◆ TASK DESCRIPTION: Where does the word "variable" occur in the entries below? Copy every line that has it.

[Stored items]
= = = =
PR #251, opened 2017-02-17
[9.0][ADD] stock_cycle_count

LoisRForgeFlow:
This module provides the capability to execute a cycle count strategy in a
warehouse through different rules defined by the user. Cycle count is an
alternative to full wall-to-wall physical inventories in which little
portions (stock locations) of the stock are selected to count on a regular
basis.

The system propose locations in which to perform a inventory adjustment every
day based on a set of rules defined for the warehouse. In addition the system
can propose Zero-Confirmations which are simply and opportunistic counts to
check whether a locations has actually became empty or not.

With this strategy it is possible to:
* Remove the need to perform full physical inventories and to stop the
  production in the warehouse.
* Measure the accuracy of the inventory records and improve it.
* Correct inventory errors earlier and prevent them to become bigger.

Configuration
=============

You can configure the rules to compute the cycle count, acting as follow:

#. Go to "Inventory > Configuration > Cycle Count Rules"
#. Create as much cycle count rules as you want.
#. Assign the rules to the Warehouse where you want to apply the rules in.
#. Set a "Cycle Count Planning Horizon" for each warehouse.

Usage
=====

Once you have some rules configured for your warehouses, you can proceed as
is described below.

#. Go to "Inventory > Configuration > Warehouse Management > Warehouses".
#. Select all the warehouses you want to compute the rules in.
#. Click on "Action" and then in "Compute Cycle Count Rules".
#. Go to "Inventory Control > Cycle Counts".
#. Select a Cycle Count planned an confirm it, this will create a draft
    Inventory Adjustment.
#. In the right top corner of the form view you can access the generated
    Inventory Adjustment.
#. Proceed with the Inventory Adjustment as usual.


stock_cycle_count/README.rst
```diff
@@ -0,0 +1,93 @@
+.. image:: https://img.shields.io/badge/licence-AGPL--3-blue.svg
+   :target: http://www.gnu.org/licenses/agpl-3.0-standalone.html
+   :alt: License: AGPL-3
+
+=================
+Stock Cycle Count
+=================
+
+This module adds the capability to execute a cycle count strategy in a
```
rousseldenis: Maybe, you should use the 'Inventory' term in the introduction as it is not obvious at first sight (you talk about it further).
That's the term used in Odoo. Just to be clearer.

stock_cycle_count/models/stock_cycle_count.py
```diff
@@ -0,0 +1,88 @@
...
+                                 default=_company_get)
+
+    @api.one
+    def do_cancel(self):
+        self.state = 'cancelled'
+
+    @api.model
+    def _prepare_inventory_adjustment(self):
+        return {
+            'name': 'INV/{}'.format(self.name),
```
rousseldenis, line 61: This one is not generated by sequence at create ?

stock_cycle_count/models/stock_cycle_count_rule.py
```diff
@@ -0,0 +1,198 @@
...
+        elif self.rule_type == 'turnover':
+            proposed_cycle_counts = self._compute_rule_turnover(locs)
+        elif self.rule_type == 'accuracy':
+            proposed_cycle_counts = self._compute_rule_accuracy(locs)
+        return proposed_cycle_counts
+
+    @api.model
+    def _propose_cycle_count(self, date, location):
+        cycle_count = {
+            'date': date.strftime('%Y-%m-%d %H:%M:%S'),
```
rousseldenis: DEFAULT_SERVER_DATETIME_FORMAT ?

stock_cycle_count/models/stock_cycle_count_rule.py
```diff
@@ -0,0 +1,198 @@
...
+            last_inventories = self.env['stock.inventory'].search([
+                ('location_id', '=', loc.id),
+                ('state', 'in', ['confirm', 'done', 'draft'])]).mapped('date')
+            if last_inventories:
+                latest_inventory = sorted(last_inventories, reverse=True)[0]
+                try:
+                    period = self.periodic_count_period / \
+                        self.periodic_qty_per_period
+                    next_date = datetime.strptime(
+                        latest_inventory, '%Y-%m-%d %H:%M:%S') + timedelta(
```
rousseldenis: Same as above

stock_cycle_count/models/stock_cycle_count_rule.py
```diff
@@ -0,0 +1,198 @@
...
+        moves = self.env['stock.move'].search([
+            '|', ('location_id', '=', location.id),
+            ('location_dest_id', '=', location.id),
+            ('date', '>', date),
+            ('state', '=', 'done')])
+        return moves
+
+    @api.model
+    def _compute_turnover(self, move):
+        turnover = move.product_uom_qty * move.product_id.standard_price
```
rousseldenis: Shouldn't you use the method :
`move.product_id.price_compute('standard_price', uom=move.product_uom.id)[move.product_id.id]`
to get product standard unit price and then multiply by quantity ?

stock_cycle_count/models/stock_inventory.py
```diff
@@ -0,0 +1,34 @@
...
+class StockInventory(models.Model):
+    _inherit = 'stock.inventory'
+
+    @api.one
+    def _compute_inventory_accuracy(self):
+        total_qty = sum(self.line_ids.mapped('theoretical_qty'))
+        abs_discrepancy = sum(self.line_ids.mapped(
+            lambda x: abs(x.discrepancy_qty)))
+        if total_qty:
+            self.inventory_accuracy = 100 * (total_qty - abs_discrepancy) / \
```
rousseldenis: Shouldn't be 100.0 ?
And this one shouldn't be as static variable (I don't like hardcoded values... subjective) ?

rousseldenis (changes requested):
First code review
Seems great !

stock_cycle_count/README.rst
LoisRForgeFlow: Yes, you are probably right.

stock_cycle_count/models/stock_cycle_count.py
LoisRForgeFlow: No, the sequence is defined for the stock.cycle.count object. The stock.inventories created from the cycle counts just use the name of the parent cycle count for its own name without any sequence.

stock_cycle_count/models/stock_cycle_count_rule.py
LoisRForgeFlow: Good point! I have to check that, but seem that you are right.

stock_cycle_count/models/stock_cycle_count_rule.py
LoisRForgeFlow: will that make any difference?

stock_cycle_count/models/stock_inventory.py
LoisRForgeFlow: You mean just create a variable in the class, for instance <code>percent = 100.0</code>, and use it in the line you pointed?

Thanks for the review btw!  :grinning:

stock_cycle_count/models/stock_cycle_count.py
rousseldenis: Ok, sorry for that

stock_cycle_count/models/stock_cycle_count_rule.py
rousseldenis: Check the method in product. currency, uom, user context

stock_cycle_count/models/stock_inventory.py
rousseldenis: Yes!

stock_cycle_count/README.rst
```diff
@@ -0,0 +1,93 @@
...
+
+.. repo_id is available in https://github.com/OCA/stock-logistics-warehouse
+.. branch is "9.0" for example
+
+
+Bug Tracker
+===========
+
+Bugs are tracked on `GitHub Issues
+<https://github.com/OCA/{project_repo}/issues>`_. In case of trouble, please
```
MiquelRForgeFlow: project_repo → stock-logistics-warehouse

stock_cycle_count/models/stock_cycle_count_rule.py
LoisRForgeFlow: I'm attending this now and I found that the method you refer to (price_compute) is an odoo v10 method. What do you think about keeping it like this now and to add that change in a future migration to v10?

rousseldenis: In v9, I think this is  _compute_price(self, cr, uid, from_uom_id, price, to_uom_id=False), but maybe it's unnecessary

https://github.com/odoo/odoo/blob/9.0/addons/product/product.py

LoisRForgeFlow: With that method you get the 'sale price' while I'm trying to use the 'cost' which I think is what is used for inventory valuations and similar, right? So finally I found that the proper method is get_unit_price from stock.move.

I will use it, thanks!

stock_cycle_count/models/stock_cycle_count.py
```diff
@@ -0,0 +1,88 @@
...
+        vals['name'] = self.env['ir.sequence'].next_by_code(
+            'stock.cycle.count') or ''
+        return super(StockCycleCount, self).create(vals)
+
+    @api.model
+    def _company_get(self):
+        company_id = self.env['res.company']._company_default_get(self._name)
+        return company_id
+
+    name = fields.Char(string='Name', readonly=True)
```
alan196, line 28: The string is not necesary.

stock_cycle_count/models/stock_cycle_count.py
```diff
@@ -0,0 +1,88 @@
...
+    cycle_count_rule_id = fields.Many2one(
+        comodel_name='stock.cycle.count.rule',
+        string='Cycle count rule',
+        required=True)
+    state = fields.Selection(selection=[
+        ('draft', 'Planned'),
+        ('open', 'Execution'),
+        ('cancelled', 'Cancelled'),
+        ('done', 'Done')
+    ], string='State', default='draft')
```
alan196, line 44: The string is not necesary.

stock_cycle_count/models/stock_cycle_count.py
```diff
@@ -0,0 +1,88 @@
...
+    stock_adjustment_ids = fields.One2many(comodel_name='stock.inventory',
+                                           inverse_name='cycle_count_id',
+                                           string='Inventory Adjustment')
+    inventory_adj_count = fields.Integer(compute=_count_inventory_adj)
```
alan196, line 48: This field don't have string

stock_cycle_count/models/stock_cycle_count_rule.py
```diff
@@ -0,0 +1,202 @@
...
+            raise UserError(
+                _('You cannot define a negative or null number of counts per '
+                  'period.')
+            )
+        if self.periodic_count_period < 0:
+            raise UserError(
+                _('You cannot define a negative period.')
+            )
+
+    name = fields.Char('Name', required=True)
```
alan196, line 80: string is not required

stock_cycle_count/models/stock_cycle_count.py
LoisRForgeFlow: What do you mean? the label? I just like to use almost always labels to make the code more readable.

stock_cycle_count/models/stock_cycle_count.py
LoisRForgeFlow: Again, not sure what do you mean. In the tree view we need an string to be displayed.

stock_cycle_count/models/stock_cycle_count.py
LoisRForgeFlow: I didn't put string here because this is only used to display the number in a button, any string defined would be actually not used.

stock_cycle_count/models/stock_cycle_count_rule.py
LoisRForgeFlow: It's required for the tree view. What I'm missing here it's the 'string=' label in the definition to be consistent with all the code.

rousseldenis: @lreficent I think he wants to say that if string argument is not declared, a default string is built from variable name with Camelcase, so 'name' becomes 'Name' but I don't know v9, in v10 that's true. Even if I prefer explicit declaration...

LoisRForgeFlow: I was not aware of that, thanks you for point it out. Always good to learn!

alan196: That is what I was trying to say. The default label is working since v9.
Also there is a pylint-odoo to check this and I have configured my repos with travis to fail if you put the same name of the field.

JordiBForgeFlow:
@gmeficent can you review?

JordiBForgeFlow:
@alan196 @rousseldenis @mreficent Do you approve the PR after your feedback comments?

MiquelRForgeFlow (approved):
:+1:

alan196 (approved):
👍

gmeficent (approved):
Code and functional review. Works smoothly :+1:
= = = =
◆ WRITTEN ANSWER:
And this one shouldn't be as static variable (I don't like hardcoded values... subjective) ?
LoisRForgeFlow: You mean just create a variable in the class, for instance <code>percent = 100.0</code>, and use it in the line you pointed?
rousseldenis: @lreficent I think he wants to say that if string argument is not declared, a default string is built from variable name with Camelcase, so 'name' becomes 'Name' but I don't know v9, in v10 that's true. Even if I prefer explicit declaration...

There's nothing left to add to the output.